Content starts

Issue #912, opened 2023-02-22
Clean-up enhancements


barryhughes:
Especially in the context of very busy sites, it is entirely possible (and we have seen real world examples of this) for the queue cleaner—which normally takes care of removing completed and expired actions from the database—to 'fall behind', meaning the actions table continues to grow. We wish to introduce a number of changes to help combat this.

Internal link: p7bje6-4ph-p2

Goals:

- [x] Dedicated queue cleaning process (instead of 'piggy backing' on the queue runner).
- [x] Ability to trigger the above via WP CLI.
- [ ] Ability to modify the retention period via the admin UI.
- [ ] Consider a flexible retention period (ie, if expired actions are not old enough to be cleaned up, but the total number of expired actions exceeds a certain threshold, start cleaning anyway).
- [x] Look into clean-up of *failed* actions.

marsjaninzmarsa:
great to hear that, we've recently encountered mentioned issues with one of the client sites - the queue runner wasn't able to finish processing the queue due to a massive load of uncleaned jobs bloating database, which was a very unpleasant surprise with in other ways fantastic solution

barryhughes:
https://github.com/woocommerce/action-scheduler/pull/907 has been merged and introduces `wp action-scheduler clean`.

kalessil:
#1310 will address `Look into clean-up of failed actions`.

kalessil:
https://github.com/woocommerce/action-scheduler/pull/1312 will address `Dedicated queue cleaning process (instead of 'piggy backing' on the queue runner).`

PR #1310, opened 2026-03-07
Performance: cap failed actions retention period to three months by default

kalessil:
Partially addresses ACTSCH-15 #912.

The issue resurfaces in stats shared under p1772090743156589-slack-C08SVLULL3B. This PR limits the retention period for failed actions to three months to prevent failed actions from continuously increasing the A-S table size.

We are addressing A-S scalability issues in HVM caused by the accumulation of failed actions, which increases database table size and slows A-S performance. As the database is often the main bottleneck, slower A-S queries further impact performance, especially during BFCM.

> Note: The actions scheduler allows you to customize retention periods for action statuses, but these settings apply to all statuses collectively. However, failed statuses require a longer retention period than others to support troubleshooting while maintaining a manageable actions table size. This PR addresses this need.

> BC break note: By default, failed actions are purged after three months. Values returned by `action_scheduler_retention_period` are enforced more strictly. If the value cannot be resolved as a positive integer, a one-month retention period will be applied as a fallback.

Testing Instructions:

- Build the plugin from this branch and install it on your test system.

Content ends

*Aim of the task*
Retype each entry exactly.

*Result*
Issue #912, opened 2023-02-22
Clean-up enhancements


barryhughes:
Especially in the context of very busy sites, it is entirely possible (and we have seen real world examples of this) for the queue cleaner—which normally takes care of removing completed and expired actions from the database—to 'fall behind', meaning the actions table continues to grow. We wish to introduce a number of changes to help combat this.

Internal link: p7bje6-4ph-p2

Goals:

- [x] Dedicated queue cleaning process (instead of 'piggy backing' on the queue runner).
- [x] Ability to trigger the above via WP CLI.
- [ ] Ability to modify the retention period via the admin UI.
- [ ] Consider a flexible retention period (ie, if expired actions are not old enough to be cleaned up, but the total number of expired actions exceeds a certain threshold, start cleaning anyway).
- [x] Look into clean-up of *failed* actions.

marsjaninzmarsa:
great to hear that, we've recently encountered mentioned issues with one of the client sites - the queue runner wasn't able to finish processing the queue due to a massive load of uncleaned jobs bloating database, which was a very unpleasant surprise with in other ways fantastic solution

barryhughes:
https://github.com/woocommerce/action-scheduler/pull/907 has been merged and introduces `wp action-scheduler clean`.

kalessil:
#1310 will address `Look into clean-up of failed actions`.

kalessil:
https://github.com/woocommerce/action-scheduler/pull/1312 will address `Dedicated queue cleaning process (instead of 'piggy backing' on the queue runner).`

PR #1310, opened 2026-03-07
Performance: cap failed actions retention period to three months by default

kalessil:
Partially addresses ACTSCH-15 #912.

The issue resurfaces in stats shared under p1772090743156589-slack-C08SVLULL3B. This PR limits the retention period for failed actions to three months to prevent failed actions from continuously increasing the A-S table size.

We are addressing A-S scalability issues in HVM caused by the accumulation of failed actions, which increases database table size and slows A-S performance. As the database is often the main bottleneck, slower A-S queries further impact performance, especially during BFCM.

> Note: The actions scheduler allows you to customize retention periods for action statuses, but these settings apply to all statuses collectively. However, failed statuses require a longer retention period than others to support troubleshooting while maintaining a manageable actions table size. This PR addresses this need.

> BC break note: By default, failed actions are purged after three months. Values returned by `action_scheduler_retention_period` are enforced more strictly. If the value cannot be resolved as a positive integer, a one-month retention period will be applied as a fallback.

Testing Instructions:

- Build the plugin from this branch and install it on your test system.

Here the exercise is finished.